Künstlerische Darstellung des Doppelsternsystems SS Cygni. Der Weiße Zwerg (rechts) zieht Materie von dem normalen roten Zwergstern ab, die sich in einer Akkretionsscheibe sammelt. Ausbrüche finden statt, wenn die Scheibe instabil wird. (Bill Saxton, NRAO / AUI / NSF)
Künstlerische Darstellung des Doppelsternsystems SS Cygni. Der Weiße Zwerg (rechts) zieht Materie von dem normalen roten Zwergstern ab, die sich in einer Akkretionsscheibe sammelt. Ausbrüche finden statt, wenn die Scheibe instabil wird. (Bill Saxton, NRAO / AUI / NSF)

Manchmal ist Astronomie wie eine Immobilie – wichtig ist der Standort, Standort, Standort: Astronomen haben ein wichtiges Problem für ihr Verständnis einer Klasse von regelmäßig ausbrechenden Sternen gelöst, indem sie die Entfernung zu einem berühmten Beispiel dieses Typs exakt maßen.

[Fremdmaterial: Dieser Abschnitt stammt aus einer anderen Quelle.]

PR #9396, opened 2024-10-02
Disabling retry_persistent_connection in Tests

ShubhAgarwal-dev:
## What do these changes do?

It disables retry logic by default in tests.

## Are there changes in behavior for the user?

No

## Is it a substantial burden for the maintainers to support this?

No

## Related issue number

#9141 

## Checklist

- [X] I think the code is well written
- [ ] Unit tests for the changes exist
- [x] Add a new news fragment into the `CHANGES/` folder
- [X] Documentation reflects the changes
- [X] If you provide code modification, please add yourself to `CONTRIBUTORS.txt`

PR #9423, opened 2024-10-06
Patchback/backports/3.11/6d8562d8420b3e464877b941e04663fdac29a54c/pr 9396

ShubhAgarwal-dev:
Follow up to PR #9396.

I might have done a bad job of merging myself. Sorry for the inconvenience caused.


aiohttp/client.py
```diff
@@ -225,36 +225,34 @@ class ClientTimeout:
...
-            "_response_class",
-            "_ws_response_class",
-            "_trace_configs",
-            "_read_bufsize",
-            "_max_line_size",
-            "_max_field_size",
-            "_resolve_charset",
-            "_default_proxy",
-            "_default_proxy_auth",
-        ]
```
webknjaz: Yeah, this needs to be kept because it differs on this branch. The patch needs to be adapted for this branch to make an equivalent single-line change in diff.

tests/test_test_utils.py
```diff
@@ -334,9 +335,32 @@ def test_noop(self) -> None:
     result.stdout.fnmatch_lines(["*RuntimeError*"])
 
 
-async def test_server_context_manager(app, loop) -> None:
-    async with TestServer(app, loop=loop) as server:
-        async with aiohttp.ClientSession(loop=loop) as client:
```
webknjaz: Backports must not modify unrelated code. This should be reverted to its 3.11 state.

ShubhAgarwal-dev: Ok, I will do the same

aiohttp/client.py
ShubhAgarwal-dev: Ok

aiohttp/client.py
```diff
@@ -230,7 +230,6 @@ class ClientSession:
             "_base_url",
             "_source_traceback",
             "_connector",
-            "requote_redirect_url",
```
webknjaz, line 233: Keep this, everything else seems to correspond to the original patch.

webknjaz:
@ShubhAgarwal-dev pro tip: backport PRs must be open against corresponding stable branches. `3.11` in this case, not `master`. You can do this while creating the PR or edit later if you forget. I've changed it for you earlier. But perhaps next time you can do this yourself ;)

Die Forscher nutzten das Very Long Baseline Array (VLBA) der National Science Foundation und das European VLBI Network (EVN), um die Distanz zu dem Doppelsternsystem SS Cygni auf 370 Lichtjahre zu bestimmen. SS Cygni ist eines der meistbeobachteten Systeme am Himmel, das aus veränderlichen Sternen besteht. Diese neue Entfernungsmessung hatte zur Folge, dass eine Erklärung für die regelmäßigen Ausbrüche des Systems, welche für vergleichbare Paare gilt, auch auf SS Cygni zutrifft.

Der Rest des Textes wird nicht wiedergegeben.